Issue #42, opened 2026-07-30
Collect block frames only during drags, not on every scrolled frame


westerosweb:
## Summary

Every block in the document editor reports its frame through a SwiftUI preference on every layout pass. Because the frames are measured in the scroll coordinate space, *all* of them change on every frame of a scroll, so the cost of this bookkeeping grows with document length even though the frames are only ever read during a cross-block drag. Collecting them only while a drag is in progress would make scrolling cost independent of document size.

This is a follow-up to the scroll-performance fix that moved these frames out of observed view state. That change removed the expensive part — a full editor body rebuild per scrolled frame — but deliberately left the collection itself untouched to keep the diff small. This issue covers the remainder.

## Background

Each row publishes its frame via a `GeometryReader` in a `.background`:

- [Logue/Views/Editor/BlockEditor/Views/BlockEditorView.swift:6](Logue/Views/Editor/BlockEditor/Views/BlockEditorView.swift#L6) — `BlockFramePreferenceKey`
- [Logue/Views/Editor/BlockEditor/Views/BlockEditorView.swift:93-99](Logue/Views/Editor/BlockEditor/Views/BlockEditorView.swift#L93-L99) — per-row `GeometryReader` writing the preference
- [Logue/Views/Editor/BlockEditor/Views/BlockEditorView.swift:115-117](Logue/Views/Editor/BlockEditor/Views/BlockEditorView.swift#L115-L117) — `coordinateSpace` + `onPreferenceChange`
- [Logue/Views/Editor/BlockEditor/Views/BlockEditorView.swift:765](Logue/Views/Editor/BlockEditor/Views/BlockEditorView.swift#L765) — `blockAtPoint`, the only consumer

The only caller of `blockAtPoint` is the `leftMouseDragged` monitor that implements multi-block selection. Nothing renders from these frames.

## Evidence

Layout passes per second observed during an identical synthetic scroll gesture, after the frame-store fix, on two generated test documents:

| Document | Layout passes/sec while scrolling |
| --- | --- |
| 45 blocks (916 words) | ~40–55 |
| 450 blocks (9,751 words) | ~11–20 |

The shorter document reaches the bottom of its content partway through the gesture and still records roughly 3× more passes than the long one. That asymmetry is the tell: the per-pass cost scales with block count.

To reproduce, instrument the `onPreferenceChange` closure with a counter and log it on a one-second timer, then scroll a short document and a long one and compare rates.

## Suggested approach

[...]

PR #43, opened 2026-07-30
Stop rebuilding every block on every scrolled frame

westerosweb:
## Problem

Scrolling a document stuttered, and it stuttered whether the document was small or large. Idle was fine — the cost only appeared while scrolling.

Every block published its frame through a SwiftUI preference, measured in the `editorScroll` coordinate space. Scrolling changes *every* block's frame, so on each layout pass:

preference recomputes → `onPreferenceChange` writes `@State blockFrames` → invalidates `BlockEditorView.body` → rebuilds **all** rows and runs `updateNSView` on **all** block text views → produces the next layout pass → repeat.

The scroll fed itself. The tell, when instrumented, was that body evaluations and preference callbacks came out to exactly the same count: every single body evaluation was caused by that state write.

## Why the frames don't belong in view state

`blockFrames` had exactly one consumer — `blockAtPoint`, reached from the `leftMouseDragged` monitor that implements cross-block selection. Nothing renders from it. Writing it therefore should not invalidate anything, so it moves into a plain reference type (`BlockFrameStore`) held by `@State` — the reference is stable, so SwiftUI sees no change.

## Measurements

Instrumented body evaluations, row builds and `updateNSView` calls, then drove identical synthetic scroll gestures over two generated documents.

**45 blocks / 916 words** — a small document, the case that should never have been slow:

| Metric | Before | After |
| --- | --- | --- |
| body evaluations/sec | 48 | **0** |
| row builds/sec | 2,208 | **0** |
| `updateNSView` calls/sec | 2,208 | **~18** |

**450 blocks / 9,751 words:**

| Metric | Before | After |
| --- | --- | --- |
| layout passes/sec | **4–6** (≈5fps) | 17–20 |
| row builds/sec | ~2,700 | **0** |
| `updateNSView` calls/sec | ~2,700 | **~18** |

Idle was 0 in both builds, which is why this only showed up in motion. On the long document the one-second sampling timer itself slipped to 1.24s before the change — the main thread was saturated, which is what the stutter was.

## Behaviour

The hit test returns the same block as before for the non-overlapping frames the editor actually produces. The one deliberate difference: overlapping frames now resolve to the topmost block instead of whichever one dictionary iteration order happened to surface first, so the result is deterministic.

Cross-block drag selection was exercised with the same synthetic drag against both the original and the patched build and behaves identically.

## Testing

- `LogueTests/BlockFrameStoreTests.swift` — 6 tests covering containment, x-independence, misses above and below content, the empty store, deterministic overlap resolution, and that replacing frames discards the previous layout. All passing.
- `swiftlint` and `swiftformat` clean on the changed files.
- Verified interactively on both document sizes, plus a drag-selection comparison against `main`.

## Follow-up, not included here

The per-block `GeometryReader` still collects frames on every layout pass, so that bookkeeping remains O(number of blocks) per frame — it is now the only thing in the scroll path that scales with document length. Comparing post-fix layout passes per second between the two documents above (~40–55/s at 45 blocks vs ~11–20/s at 450) shows the remaining cost. That is tracked separately in #42 and is deliberately out of scope here to keep this diff small.

Also noticed while in this code, and **not** addressed: `blockAtPoint` compares a point in the window's `contentView` coordinates against frames captured in the `editorScroll` coordinate space. Those spaces do not share an origin, so cross-block drag selection appears not to trigger in practice. Pre-existing, unchanged by this PR, and noted in #42.

### DIFF
--- a/Logue/Views/Editor/BlockEditor/Model/BlockFrameStore.swift
+++ b/Logue/Views/Editor/BlockEditor/Model/BlockFrameStore.swift
@@ -29,13 +29,20 @@ final class BlockFrameStore: @unchecked Sendable {
     /// Hit-tests which block sits at the given point.
     ///
     /// Vertical-only: blocks span the full content width, so the x coordinate carries no
-    /// information. Ties are impossible in practice because block frames don't overlap
-    /// vertically, but a deterministic answer still beats an arbitrary one, so the topmost
-    /// match wins.
+    /// information.
+    ///
+    /// The bounds are inclusive at both ends, so any two frames that touch or overlap both
+    /// contain the point on their shared edge. The editor's current layout does not produce
+    /// that case — its `VStack` spacing leaves a measured 4pt gap between consecutive row
+    /// frames, and a point inside a gap matches nothing — but the store cannot assume a
+    /// caller's frames are disjoint, and dropping that spacing to zero would create a tie at
+    /// every boundary. Resolving to the topmost match keeps the answer stable either way;
+    /// picking whichever key dictionary iteration happened to yield first would not.
     func blockID(at point: CGPoint) -> BlockID? {
         lock.lock()
         defer { lock.unlock() }
-        return frames
+        // `lazy` so the filter doesn't build an intermediate dictionary on every hit test.
+        return frames.lazy
             .filter { point.y >= $0.value.minY && point.y <= $0.value.maxY }
             .min { $0.value.minY < $1.value.minY }?
             .key
--- a/Logue/Views/Editor/BlockEditor/Model/BlockFrameStore.swift
+++ b/Logue/Views/Editor/BlockEditor/Model/BlockFrameStore.swift
@@ -1,0 +1,43 @@
+import Foundation
+
+// MARK: - BlockFrameStore
+
+/// Holds each block's on-screen frame so a cross-block drag can hit-test which block the
+/// pointer is over.
+///
+/// Deliberately a plain reference type rather than `@State` storage or `@Observable`.
+/// Every block reports its frame in the scroll coordinate space, so *all* of those frames
+/// change on every frame of a scroll. Keeping them in observed view state meant each scrolled
+/// frame invalidated the whole editor body, which rebuilt every block row and ran
+/// `updateNSView` on every block's text view — measured at ~48 body evaluations and ~2,200
+/// text-view updates per second on a 45-block document, which is what made scrolling stutter.
+/// Nothing renders from these frames, so writing them must not invalidate anything.
+///
+/// Thread-safety: every access goes through `lock`. The frames are written from SwiftUI's
+/// preference callback and read from an `NSEvent` monitor; both run on the main thread today,
+/// but the lock means that isn't load-bearing.
+final class BlockFrameStore: @unchecked Sendable {
+    private let lock = NSLock()
+    private var frames: [BlockID: CGRect] = [:]
+
+    func replaceAll(with newFrames: [BlockID: CGRect]) {
+        lock.lock()
+        defer { lock.unlock() }
+        frames = newFrames
+    }
+
+    /// Hit-tests which block sits at the given point.
+    ///
+    /// Vertical-only: blocks span the full content width, so the x coordinate carries no
+    /// information. Ties are impossible in practice because block frames don't overlap
+    /// vertically, but a deterministic answer still beats an arbitrary one, so the topmost
+    /// match wins.
+    func blockID(at point: CGPoint) -> BlockID? {
+        lock.lock()
+        defer { lock.unlock() }
+        return frames
+            .filter { point.y >= $0.value.minY && point.y <= $0.value.maxY }
+            .min { $0.value.minY < $1.value.minY }?
+            .key
+    }
+}
--- a/Logue/Views/Editor/BlockEditor/Views/BlockEditorView.swift
+++ b/Logue/Views/Editor/BlockEditor/Views/BlockEditorView.swift
@@ -59,7 +59,9 @@ struct BlockEditorView: View {
 
     // Extension-visible: +Reorder
     @State var multiBlockSelection = MultiBlockSelectionState()
-    @State private var blockFrames: [BlockID: CGRect] = [:]
+    /// Block frames for drag hit-testing. Held in a store rather than in view state because
+    /// they change on every frame of a scroll — see `BlockFrameStore`.
+    @State private var blockFrameStore = BlockFrameStore()
     @State private var dragMonitor: Any?
     @State private var mouseUpMonitor: Any?
     @State private var isDraggingAcrossBlocks = false
@@ -113,8 +115,8 @@ struct BlockEditorView: View {
                         .padding(.vertical, AppThemeConstants.editorVerticalInset)
                     }
                     .coordinateSpace(name: "editorScroll")
-                    .onPreferenceChange(BlockFramePreferenceKey.self) { newFrames in
-                        blockFrames = newFrames
+                    .onPreferenceChange(BlockFramePreferenceKey.self) { [blockFrameStore] newFrames in
+                        blockFrameStore.replaceAll(with: newFrames)
                     }
                     .onScrollPhaseChange { _, newPhase in
                         // Dismiss floating selection toolbar when scrolling starts
@@ -763,16 +765,7 @@ extension BlockEditorView {
 
     /// Hit-tests which block is at the given point (in content view coordinates).
     private func blockAtPoint(_ point: CGPoint) -> BlockID? {
-        // Convert content view point to scroll coordinate space
-        // blockFrames are in the "editorScroll" coordinate space
-        // We need to find which block's frame contains the point
-        for (blockID, frame) in blockFrames {
-            // Use a vertical-only hit test (ignore X since blocks span full width)
-            if point.y >= frame.minY, point.y <= frame.maxY {
-                return blockID
-            }
-        }
-        return nil
+        blockFrameStore.blockID(at: point)
     }
 
     /// Selects all blocks in the contiguous range between two block IDs.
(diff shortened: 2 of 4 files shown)


Logue/Views/Editor/BlockEditor/Model/BlockFrameStore.swift
```diff
@@ -0,0 +1,43 @@
...
+        lock.lock()
+        defer { lock.unlock() }
+        frames = newFrames
+    }
+
+    /// Hit-tests which block sits at the given point.
+    ///
+    /// Vertical-only: blocks span the full content width, so the x coordinate carries no
+    /// information. Ties are impossible in practice because block frames don't overlap
+    /// vertically, but a deterministic answer still beats an arbitrary one, so the topmost
```
shanforge: Small correction to the reasoning, not the code. **Ties aren't rare here — they happen at every block boundary.**

The bounds are inclusive at both ends (`>= minY`, `<= maxY`), and the editor lays rows out adjacent, so a block ending at y=100 and the next starting at y=100 both contain y=100. I built a probe suite against the real store to check:

- a point exactly on a boundary matches **two** blocks and resolves to the upper one
- stable across 200 repeated lookups on the same store
- stable across 50 freshly built stores, so dictionary seeding doesn't leak through
- genuinely overlapping frames resolve topmost, as you describe

So the behaviour is right and the determinism claim is right — it's just that the comment says ties can't happen when they're guaranteed once per boundary. That matters because it makes the `min` look like defensive dead code rather than the thing doing real work on every drag. Worth rewording to something like "adjacent frames share their boundary, so a point on the edge matches both; the topmost wins."

This also makes the change a slightly bigger behavioural improvement than the description claims: before, a drag landing exactly on a boundary picked whichever block dictionary iteration surfaced first.

Logue/Views/Editor/BlockEditor/Model/BlockFrameStore.swift
```diff
@@ -0,0 +1,43 @@
...
+    /// match wins.
+    func blockID(at point: CGPoint) -> BlockID? {
+        lock.lock()
+        defer { lock.unlock() }
+        return frames
+            .filter { point.y >= $0.value.minY && point.y <= $0.value.maxY }
+            .min { $0.value.minY < $1.value.minY }?
```
shanforge, line 47: Aside, since this is a performance PR and it'd be odd not to mention it: `filter` on a `Dictionary` returns a new `Dictionary`, so every hit test allocates one. That's once per `leftMouseDragged`, not per scrolled frame — nowhere near the path you fixed, and invisible next to what this removes.

A single pass would avoid it:

```swift
frames.lazy
    .filter { point.y >= $0.value.minY && point.y <= $0.value.maxY }
    .min { $0.value.minY < $1.value.minY }?
    .key
```

Entirely optional — flagging it rather than asking for it.

Logue/Views/Editor/BlockEditor/Views/BlockEditorView.swift
```diff
@@ -113,8 +115,8 @@ struct BlockEditorView: View {
                         .padding(.vertical, AppThemeConstants.editorVerticalInset)
                     }
                     .coordinateSpace(name: "editorScroll")
-                    .onPreferenceChange(BlockFramePreferenceKey.self) { newFrames in
-                        blockFrames = newFrames
+                    .onPreferenceChange(BlockFramePreferenceKey.self) { [blockFrameStore] newFrames in
```
shanforge, line 118: I checked the mechanism rather than taking the numbers on faith, and it holds: `BlockFrameStore` is a plain `final class` with no `@Observable`, so writing through the reference leaves the `@State` value — the reference itself — unchanged, and SwiftUI has nothing to invalidate. That's the whole fix, and it's the right shape.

Activity: Please filter the entries above down to the lines holding "span" and copy them.

Expected output:
     /// Vertical-only: blocks span the full content width, so the x coordinate carries no
+    /// Vertical-only: blocks span the full content width, so the x coordinate carries no
-            // Use a vertical-only hit test (ignore X since blocks span full width)
+    /// Vertical-only: blocks span the full content width, so the x coordinate carries no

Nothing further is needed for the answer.